Like a freshening breeze that becomes a steady blow, the move to turn northeastern Jefferson County into one giant wind generation facility has roared perforce back to life.
Back in 2014, when Iberdrola officially removed its Horse Creek wind project from the Independent Systems Operator list of pending wind projects, it appeared to signal the death knell for wind generation along the St. Lawrence River corridor. Other projects studied for Hammond, Cape Vincent and Galloo Island had similarly quietly expired, or so it seemed at the time, and residents and vacation-home owners breathed a sigh of relief.
There were a lot of voices at the time that warned, in effect, it ain’t over ’til it’s over, but those voices were largely ignored. For example, when a proposal was made to have the region declared a scenic area of state significance, it was howled down by people with wild fears about state control of local initiatives – even though none of them could show that happening in the other parts of the state that had acquired a SASS designation.
So now, with Galloo Island and Horse Creek projects trying to fast-track to approval, the opportunity to let a SASS designation assist in controlling wind projects is so much dust in the wind.
Iberdrola, the company involved in the Clayton/Brownville/Orleans/Lyme project called Horse Creek, has a track record here; it developed the Maple Ridge project in Lewis County that is now about a dozen years old.
The major difference, however, is that Lewis County residents embraced that project. It occupies vast open spaces of farmland in some of the most sparely inhabited towns in the north country. And predictably, there was little outcry over its effect on the aesthetics of the area.
At Horse Creek and on Galloo, wind projects are a very different animal.
And now, a decade after Maple Ridge was built, the game has changed. New technology in wind towers has brought super towers with giant blades, forcing the structures up to 200 feet higher than the windmills of Lewis County.
That means that the visual impacts of the new towers are 50 percent greater than when the projects were first proposed.
Why have they returned? Blame Big Oil and state energy policy.
The production tax credit sweetheart subsidy that powered almost all of wind power’s growth had died and many thought it was buried. But Big Oil wanted the ban on export of U.S.-produced oil lifted, and the return of the subsidy was a major bargaining chip. That subsidy is now back, but it has a sunset provision that makes it imperative that wind developers get their sticks up in the air as soon as possible.
Coincident to this, Gov. Andrew M. Cuomo has promised an energy policy that will eliminate coal-fired power plants and require that 50 percent of the state’s generation be from renewable sources by 2050. This increases the pressure on the state to permit and see built all the renewable energy facilities that come down the pike.
The wind lobby is using this to great advantage, putting pressure on the governor’s office to accelerate approvals of wind projects. This will force the second floor to push its state agencies to move projects through the pipeline faster and faster, which would damage the ability of the Public Service Commission to give adequate review of projects under the state’s Article X process.

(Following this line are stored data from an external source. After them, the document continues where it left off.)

PR #338, opened 2025-01-27
Add ability to configure linting on CI jobs

csquire:
Resolves https://github.com/dbt-labs/terraform-provider-dbtcloud/issues/310 

Adds fields to the `dbtcloud_job` resource in support of linting. Also just a bit of code cleanup by switching some internal job-related struct fields to camel-case instead of snake-case.

- `run_lint`: Whether the CI job should lint SQL changes. Defaults to `false`.
- `errors_on_lint_failure`: Whether the CI job should fail when a lint error is found. Only used when `run_lint` is set to `true`. Defaults to `true`.

Note that the defaults match dbt Cloud's default behavior.

Example:
```
resource "dbtcloud_job" "ci_job" {
  environment_id = dbtcloud_environment.ci_environment.environment_id
  execute_steps = [
    "dbt build -s state:modified+ --fail-fast"
  ]
  generate_docs            = false
  deferring_environment_id = dbtcloud_environment.prod_environment.environment_id
  name                     = "CI Job"
  num_threads              = 32
  project_id               = dbtcloud_project.dbt_project.id
  run_generate_sources     = false
  run_lint                 = true
  errors_on_lint_failure   = true
  triggers = {
    "github_webhook" : true
    "git_provider_webhook" : true
    "schedule" : false
    "on_merge" : false
  }
  # this is the default that gets set up when modifying jobs in the UI
  # this is not going to be used when schedule is set to false
  schedule_days = [0, 1, 2, 3, 4, 5, 6]
  schedule_type = "days_of_week"
}
```

### DIFF
--- a/pkg/dbt_cloud/job.go
+++ b/pkg/dbt_cloud/job.go
@@ -9,15 +9,15 @@ import (
 )
 
 type JobTrigger struct {
-	Github_Webhook     bool `json:"github_webhook"`
+	GithubWebhook      bool `json:"github_webhook"`
 	Schedule           bool `json:"schedule"`
 	GitProviderWebhook bool `json:"git_provider_webhook"`
 	OnMerge            bool `json:"on_merge"`
 }
 
 type JobSettings struct {
-	Threads     int    `json:"threads"`
-	Target_Name string `json:"target_name"`
+	Threads    int    `json:"threads"`
+	TargetName string `json:"target_name"`
 }
 
 type scheduleDate struct {
@@ -44,7 +44,7 @@ type JobResponse struct {
 }
 
 type JobExecution struct {
-	Timeout_Seconds int `json:"timeout_seconds"`
+	TimeoutSeconds int `json:"timeout_seconds"`
 }
 
 type JobCompletionTrigger struct {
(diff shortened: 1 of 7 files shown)


pkg/dbt_cloud/job.go
```diff
@@ -9,15 +9,15 @@ import (
 )
 
 type JobTrigger struct {
-	Github_Webhook     bool `json:"github_webhook"`
```
b-per, line 12: Did you update all of those by hand or used some tool for it? I have been writing new code with CamlCase but didn't touch most of the code that was written before I got involved.

pkg/dbt_cloud/job.go
```diff
@@ -59,26 +59,28 @@ type JobCompletionTriggerCondition struct {
...
 type Job struct {
 	ID                     *int                  `json:"id"`
-	Account_Id             int                   `json:"account_id"`
-	Project_Id             int                   `json:"project_id"`
-	Environment_Id         int                   `json:"environment_id"`
+	AccountId              int                   `json:"account_id"`
+	ProjectId              int                   `json:"project_id"`
+	EnvironmentId          int                   `json:"environment_id"`
 	Name                   string                `json:"name"`
+	DbtVersion             *string               `json:"dbt_version"`
```
b-per, line 66: Same here. Did you sort them by alphabetical order or are you using a tool for it? Historically, I have been trying to group new fields together but it also makes sense to have those in alphabetical order.

pkg/sdkv2/resources/job_acceptance_test.go
```diff
@@ -236,6 +236,98 @@ func TestAccDbtCloudJobResourceTriggers(t *testing.T) {
...
+					projectName,
+					environmentName,
+					false,
+					true,
+				),
+				Check: resource.ComposeTestCheckFunc(
+					testAccCheckDbtCloudJobExists("dbtcloud_job.ci_job"),
+					resource.TestCheckResourceAttr("dbtcloud_job.ci_job", "name", jobName),
+					resource.TestCheckResourceAttr("dbtcloud_job.ci_job", "run_lint", "false"),
+					resource.TestCheckResourceAttr("dbtcloud_job.ci_job", "errors_on_lint_failure", "true"),
```
b-per, line 262: Maybe a bigger discussion for the future, but I read somewhere that we actually might not need to check attributes that are not `Computed`. The testing framework actually checks that all the non Computed values are OK based on the config (e.g. it makes sure that a `plan` after an `apply` would not raise any diff). I know that this is not the way that the provider has been written so far though.

b-per (approved):
Thanks @csquire 
I left some comments but more for my own understanding.

LGTM
The failing test is with another resource and might be related  to a transient issue with Tableau at that time, it is not related to your change.

Let's make sure that we mention the bugfix in the changelog when we do the new release.

pkg/dbt_cloud/job.go
csquire: I used IntelliJ (GoLand) to do the rename, so it updates all references as well.

pkg/dbt_cloud/job.go
csquire: The ordering I did by hand using IntelliJ to move the lines up/down (cmd-shift up/down).

pkg/sdkv2/resources/job_acceptance_test.go
csquire: That makes sense! Let me read up on it and maybe I can remove those!

PR #340, opened 2025-01-28
(CI) Add concurrency limit on acceptance tests

ashtonwalden:
- Added concurrency limit for running acceptance tests
- Added test run on merge to main


csquire (approved):
I like this. Would be nice to have the acceptance tests run concurrently, but I believe there are some of them that would stomp on each other.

Big Wind is locked and loaded, and in every instance is trying to neutralize local input into siting decisions. Apex Clean Energy, owner of the Galloo Island rights, is trying to steam-roll a project in the towns of Somerset and Yates on the southern Ontario shore that has met immense opposition. Apex, one of the only companies to not sign on to the state’s disclosure statement that names public officials with economic ties to wind projects, has been trying to mute local opposition by convincing people that because of Article X, local voices have no role.
While this is absolutely untrue, it’s part of Big Wind’s effort to perpetuate the Big Lie.
This past week, the town of Clayton offered a new local law that would throw out its former wind development controls in favor of an outright ban on commercial wind projects. While this is a strong stand, it is also a wrong stand.
Many Clayton residents have received an email from an opponent of commercial wind along the seaway that says in part:
“If the town passes an effective prohibition, then the developer will sue the town for being arbitrary and capricious for zoning out something that the state says is legal and desirable. There is 95 percent certainty that the court will side with the developer and throw out the prohibition provision.
“Then where will Clayton be? The answer is that they will have no effective protections (like now) and then be in really deep trouble.”
Many people who have studied this agree. They suggest that the town pass multilayered ordinances that will be unassailable under review.
One notable wind opponent, John Droz, has written guidelines, which have attached to the electronic version of this column. It would behoove Clayton officials to consider revising their laws to provide real opposition to Horse Creek.
The Thousand Islands/Eastern Ontario Basin is simply no place for giant wind towers. But powerful forces are conspiring to bring their projects here despite local opposition. We let our guard down three years ago, but it’s time to regroup and defend.